DESCRIPTION (provided by applicant): Over the last two decades zebrafish has emerged as one of the preeminent model organisms. This rise was in large part due to the promise of using forward genetic screens in a vertebrate animal to discover and elucidate the function of genes relevant to human development and health. Numerous genetic screens have now been performed both for general embryonic morpohological phenotypes as well as more specialized functional screens such as for balance and hearing. These screens have been very successful in identifying mutants and there are now over 6000 described chemically induced mutant lines in zebrafish. However, the gene mutated in these lines has only been identified in less than half the cases due to the current difficulty of positional cloning. The high cost and labor currently required for positional cloning prevents a molecular analysis of many current mutants as well as discouraging future genetic screens. Recent advances in next generation sequencing have reduced the cost of sequencing by several orders of magnitude such that it is now possible to routinely resequence entire genomes. These advances have already revolutionized many areas of genomics yet the way people do positional cloning in zebrafish and other model organisms has changed relatively little. Here we propose to apply next generation sequencing technologies to streamline positional cloning of mutants in model organisms focusing on zebrafish inner ear mutants. Our goal is to reduce the labor and cost of positional cloning by one to two orders of magnitude. We will compare two different approaches for cloning-by-sequencing based on linkage and homozygosity mapping by cloning 10 existing mutants in two mutant classes-semicircular canal morphogenesis and deafness. PUBLIC HEALTH RELEVANCE: Defects in hearing and balance represent a major health problem in humans. Models for these defects can be identified in genetic screens in zebrafish but are currently difficult to molecularly characterize. We will develop an approach to streamline the cloning of such mutants using next generation sequencing.

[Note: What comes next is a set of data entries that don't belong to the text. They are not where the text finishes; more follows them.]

PR #3897, opened 2021-09-23
Eye candy for About dialog.

themactep:
My attempt to make About dialog more appealing.

I used donation button from https://opencollective.com/openscad/donate/button.png?color=blue with slight modifications to reduce file size, so you might want to check thier clause 13 at https://opencollective.com/tos regarding copyright and licensing, if you decide to merge this.

Other changes include simplifying html structure, removing dependency on particular fonts, removing duplicate contributor's name entry, updating website URLs if redirects or switched to HTTPS, proper GitHub name spelling, etc.

If you have any questions, I'll gladly explain every change made.

### DIFF
--- a/src/AboutDialog.html
+++ b/src/AboutDialog.html
@@ -251,6 +251,8 @@ lABPVqVoVsd6gA2YoAVC+QMLSLCBWoV1pWONaxTeygm52rWqnAgCADs=" alt="Donate"></a></p>
     License: CC0 1.0 Universal (CC0 1.0) Public Domain Dedication.<br>
     Author: Gabriel Araujo.</p>
 
+<p>Donation button design is copyright of <a href="https://opencollective.com/">Open Collective, Inc.</a></p>
+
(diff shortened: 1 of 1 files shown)


t-paul:
Very nice!

As for the button image, the TOS does not sound to promising unfortunately and the [Button & Banners](https://docs.opencollective.com/help/collectives/widgets) page does not even mention any licence conditions. But we'll see, I've sent an email asking if there's any more specific note about usage.

t-paul:
Great news :tada:

Initial response said
> I checked and our buttons don't have a clear license today. They should and we're happy to add one.

and mentioned a license that would be good to go. So we just need to hang in there for a bit and maybe need a tiny update if attribution will be required but it's unlikely the button would have to be removed.

t-paul:
Ok, update is live now at https://docs.opencollective.com/help/collectives/widgets - `CC-BY-SA 4.0`, so I think we need to add the attribution and then we are good to go.

themactep:
Added attribution referencing the copyright holder.

t-paul (approved):
Thanks!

描述(申请人提供)：在过去的二十年里，斑马鱼已经成为卓越的模式生物之一。这一增长在很大程度上是因为有望在脊椎动物中使用正向基因筛查来发现和阐明与人类发育和健康相关的基因的功能。现在已经进行了许多遗传筛查，既针对一般的胚胎形态表型，也针对更专门的功能筛查，如平衡和听力。这些筛选在鉴定突变方面非常成功，目前已有6000多个斑马鱼化学诱导突变系被描述。然而，由于目前位置克隆的困难，这些品系中突变的基因只在不到一半的病例中被识别出来。目前位置克隆所需的高昂成本和劳动力阻碍了对许多当前突变的分子分析，并阻碍了未来的基因筛选。新一代测序技术的最新进展将测序成本降低了几个数量级，因此现在有可能对整个基因组进行常规的重新测序。这些进展已经给基因组学的许多领域带来了革命性的变化，但人们在斑马鱼和其他模式生物中进行位置克隆的方式变化相对较小。在这里，我们建议应用下一代测序技术来简化模式生物中突变体的位置克隆，重点是斑马鱼内耳突变体。我们的目标是将位置克隆的劳动力和成本降低一到两个数量级。我们将通过克隆两个突变类别的10个现有突变-半规管形态发生和耳聋，比较两种不同的基于连锁和纯合作图的克隆方法。 公共卫生相关性：听力和平衡缺陷是人类的一个主要健康问题。这些缺陷的模型可以在斑马鱼的遗传屏幕上识别出来，但目前很难从分子上表征。我们将开发一种方法，使用下一代测序来简化此类突变体的克隆。